The true difference before the two architecture is that Larrabee will implement the whole graphics pipeline using these general purpose cores (plus dedicated texture unit), where the G80 still has a lot of very optimized units and data paths dedicated to graphics operations connected into a fixed pipeline. The bet Intel is doing is that the flexibility provided by the full programmable pipeline will allow a better load balancing that will compensate the less efficiency of the architecture for graphics operations. The major asset they rely on is a binning rasterisation model, where after the transform stage, triangles are affected by screen tiles locality to the cores where all the rasterisation, the shading and the blending is done. Thanks to this model, they could keep local screen regions per cores in dedicated parts of a global L2 cache, used for inter-cores communications. That should allow efficient programmable blending for instance. But I think that even them don’t know if it will really be competitive for consumer graphics !

And even on that point, Larrabee approach is not so different from G80 approach, where triangles are globally rasterized and then fragments are spread among Multiprocessors based on screen tiles (cf. http://www.icare3d.org/GPU/CN08) for fragment shading, the diference is that z-test and blending are done by fix ROP units, connected to the MP via a crossbar (cf. http://www.realworldtech.com/page.cfm?ArticleID=RWT090808195242).

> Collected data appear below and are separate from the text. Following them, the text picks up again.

PR #930, opened 2022-01-01
Tower 72 fix

coin1111:
## Motivation
The issue #1 was found by Barmalei and he suggested the fix as well. While working on #1, I came across issue #2.

There are couple of problems with tower backlog code:
1. tower can submit more than 72 proofs per epoch, however any proofs beyond the first 72 will be rejected with MoveAbort error. Looking in the explorer, this is a fairly frequent error and might contribute to a recent network problems when a bunch of miners accumulated proofs and were unable to send them, when then public node was available submitted all at once and kept sending causing MoveAbort errors thus congesting the network  
2. If a proof cannot be submitted , backlog code selects the second proof in the backlog, thus violating sequence of proofs. This behavior makes no sense, since this proof will never be accepted (since previous has not been sent). This problem was also reported during network incident when proofs were sent out of order , very likely due to this bug.
The fix is to
1. keep track of how many proofs were sent and do not go over 72
2. break backlog if submission error is encountered.
One gotcha found is that count_proofs_in_epoch is not necessarily proofs submitted in the current epoch, thus additional check is required to be able to use this field.

## Test Plan

I tested with a  single miner with a few pre-computed proofs. The code works as expected. 

## Related PRs

 * Justification and breaking nature (who does it affect? validators, full nodes, tooling, operators, AOS, etc.)
 * Comprehensive test results that demonstrate the fix working and not breaking existing workflows.
 * Why we must have it for V1 launch.
 * What workarounds and alternative we have if we do not push the PR.

### DIFF
--- a/ol/tower/src/backlog.rs
+++ b/ol/tower/src/backlog.rs
@@ -62,7 +62,7 @@ pub fn process_backlog(
                 match eval_tx_status(view) {
                     Ok(_) => {}
                     Err(e) => {
-                        warn!("WARN: could not fetch TX status, continuing to next block in backlog after 30 seconds. Message: {:?} ", e);
+                        warn!("WARN: could not fetch TX status. Message: {:?} ", e);
                         break;
                     }
                 };
--- a/ol/tower/src/backlog.rs
+++ b/ol/tower/src/backlog.rs
@@ -53,7 +53,7 @@ pub fn process_backlog(
             while i <= current_block_number.into() && j < remaining_proofs_in_epoch {
                 let path =
                     PathBuf::from(format!("{}/{}_{}.json", blocks_dir.display(), FILENAME, i));
-                info!("submitting proof {}", i);
+                info!("submitting proof {}, in this backlog: {}", i, j);
                 let file = File::open(&path)?;
                 let reader = BufReader::new(file);
                 let block: VDFProof = serde_json::from_reader(reader)?;
--- a/ol/tower/src/backlog.rs
+++ b/ol/tower/src/backlog.rs
@@ -5,11 +5,12 @@ use crate::commit_proof::commit_proof_tx;
 use crate::proof::{parse_block_height, FILENAME};
 use anyhow::{bail, Error, Result};
 use cli::diem_client::DiemClient;
+use diem_client::views::TowerStateResourceView;
 use diem_logger::prelude::*;
 use ol_types::block::VDFProof;
 use ol_types::config::AppCfg;
 use std::io::BufReader;
-use std::{fs::File, path::PathBuf};
+use std::{cmp::max, fs::File, path::PathBuf};
 use txs::epoch::get_epoch;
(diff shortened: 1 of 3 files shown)


ol/tower/src/backlog.rs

Finally, with these talks, Intel seems to present as a revolutionary new architecture something that  for the major part has been here for more than 2 years now with the G80, coming with a programming model that seems really weird compared to the CUDA model. This is even more weird that Larabee may not be released before Q1 2010, and at this time NVIDIA and ATI will have already released their next generation architectures that may look even more similar to Larrabee. With Larrabee, Intel has been feeding the industry with a lot of promises, like the “it will be x86, so you won’t have to do anything particular to use it”, that we have always known to be wrong, since by nature the efficiency of a data parallel architecture comes from it’s particular programming model. If a proof was needed, I think this ISA is the one.